Jasad Emmeril Kahn Mumtadz Pertama Kali Dilihat Warga di Bendungan Engehalde

Kamis, 09 Juni 2022 22:52
int
Jasad Emmeril Kahn Mumtadz pertama Kali ditemukan warga di Bendungan Engehalde

digtara.com – Anak pertama Ridwan Kamil, Emmeril Kahn Mumtadz (Eril), akhirnya ditemukan di Bendungan Engehalde. Jasadnya ditemukan warga sebelum dievakuasi oleh aparat setempat.

Eril yang terseret arus di Sungai Aare di Kota Bern, Swiss, pada 26 Mei 2022, ditemukan di bendungan Engehalde di Bern dalam keadaan meninggal dunia.

Laman resmi kepolisian Bern yang diakses Suara.com, Kamis (9/6/2022) malam, mengonfirmasi penemuan tersebut.

“Tubuh tak bernyawa seorang pria ditemukan Rabu pagi di Aare, di bendungan Engehalde di Bern. Almarhum merupakan WNI yang mengalami insiden di sungai pada 26 Mei 2022,” demikian tertulis pada laman resmi kepolisian Bern.

Dalam rilis terlansir, kepolisian Bern menerangkan bahwa jenazah Emmeril Kahn Mumtadz ditemukan hari Rabu 8 Juni 2022 pagi sebelum pukul 06.50 waktu setempat.

Pihak kepolisian juga menjelaskan bahwa penemuan tersebut berawal dari laporan warga yang melihat sosok tak bergerak dalam air bendungan Engehalde.

“Kami mendapat laporan warga yang melihat sosok pria yang tak lagi bergerak di dalam air bendungan Engehalde di Bern.”

Mendapatkan laporan warga tersebut, kepolisian Bern melalui Polisi Cantonal Bernese segera memeriksa dan menemukan mayat di cekungan bendungan.

“Polisi segera mengevakuasi jasad itu dan mengonfirmasi identitasnya.”
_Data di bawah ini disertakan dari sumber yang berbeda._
PR #443, opened 2023-03-08
getting correct xds_root_cert info for config with the same logic of FindRootCAForXDS in Istio

zhlsunshine:
getting correct `xds_root_cert` info for config with the same logic of `FindRootCAForXDS` in Istio

### DIFF
--- a/src/config.rs
+++ b/src/config.rs
@@ -14,7 +14,7 @@
 
 use std::collections::HashMap;
 use std::net::{IpAddr, Ipv4Addr, Ipv6Addr, SocketAddr};
-use std::path::PathBuf;
+use std::path::{Path, PathBuf};
 use std::str::FromStr;
 use std::time::Duration;
 use std::{env, fs};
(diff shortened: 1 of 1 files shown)


src/config.rs
```diff
@@ -353,6 +373,45 @@ pub fn empty_to_none<A: AsRef<str>>(inp: Option<A>) -> Option<A> {
     inp
 }
 
+pub fn find_rootca_for_xds(citadel_ca_cert_path: String) -> Result<RootCert, Error> {
```
howardjohn, line 376: The existing istio implementation is legacy - we have to handle all sorts of old junk. I don't think we need most of this at all today. Probably just default to `./var/run/secrets/istio/root-cert.pem` and allow a single env to override.

BTW: ca_root_cert should have similar logic (but separate config)

zhlsunshine: Hi @howardjohn, okay, There should be 2 envs for xds and ca root cert, such as `XDS_CERT_PROVIDER` for xds root cert and  `CA_CERT_PROVIDER` for ca root cert. And both of them have `./var/run/secrets/istio/root-cert.pem` by default.

zhlsunshine:
Hi @howardjohn, re-submitted, and the change includes both xds and ca root cert.

src/config.rs
```diff
@@ -48,6 +48,11 @@ const DEFAULT_CLUSTER_ID: &str = "Kubernetes";
 
 const ISTIO_META_PREFIX: &str = "ISTIO_META_";
 
+/// Fetch the XDS/CA root cert file path based on below constants
+const XDS_ROOT_CERT_PROVIDER_ENV: &str = "XDS_CERT_PROVIDER";
```
howardjohn, line 52: I would name it XDS_ROOT_CA and CA_ROOT_CA to match the istio-agent

src/config.rs
```diff
@@ -195,6 +200,26 @@ pub fn construct_config(pc: ProxyConfig) -> Result<Config, Error> {
         Some(parse_default(CA_ADDRESS, default_istiod_address)?)
     });
 
+    let xds_root_cert_provider = parse_default(
+        XDS_ROOT_CERT_PROVIDER_ENV,
+        DEFAULT_ROOT_CERT_PROVIDER.to_string(),
+    )?;
+    let xds_root_cert = if Path::new(&xds_root_cert_provider).exists() {
```
howardjohn, line 207: can we handle SYSTEM special case as well?

src/config.rs
```diff
@@ -195,6 +200,26 @@ pub fn construct_config(pc: ProxyConfig) -> Result<Config, Error> {
...
+        RootCert::File(xds_root_cert_provider.parse().unwrap())
```
howardjohn, line 208: unwrap here isn't safe, can we propagate the error?

howardjohn: It was fine before since it was for a constant

howardjohn (approved):
LGTM, we can address the rest in followup

src/config.rs
zhlsunshine: Okay, will fix it later

src/config.rs
zhlsunshine: sure, it makes sense to match the isito-agent

src/config.rs
zhlsunshine: sure, make sure no panic here.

“Pemeriksaan forensik yang dilakukan sementara mengungkapkan, bahwa almarhum adalah warga negara Indonesia yang hilang di Aare sejak Kamis, 26 Mei 2022. Pria berusia 22 tahun itu pergi ke sungai untuk berenang dan mendapat masalah di sana. Dia tenggelam akibat kecelakaan ini.” demikian rilis tersebut.

Sementara itu, Gubernur Jawa Barat Ridwan Kamil juga diketahui telah mengambil cuti atau izin untuk ke luar negeri (Swiss) mulai hari ini 9-19 Juni 2022.

Hal itu disampaikan langsung Kepala Biro Administrasi Pimpinan Provinsi Jawa Barat Wahyu Mijaya.

“Pemprov Jabar sudah inisiatif kembali menyampaikan permohonan izin ke luar negeri dengan alasan penting, mendapatkan persetujuan (izin ke luar negeri) mulai tanggal 9 sampai 19 Juni,” ungkap Wahyu.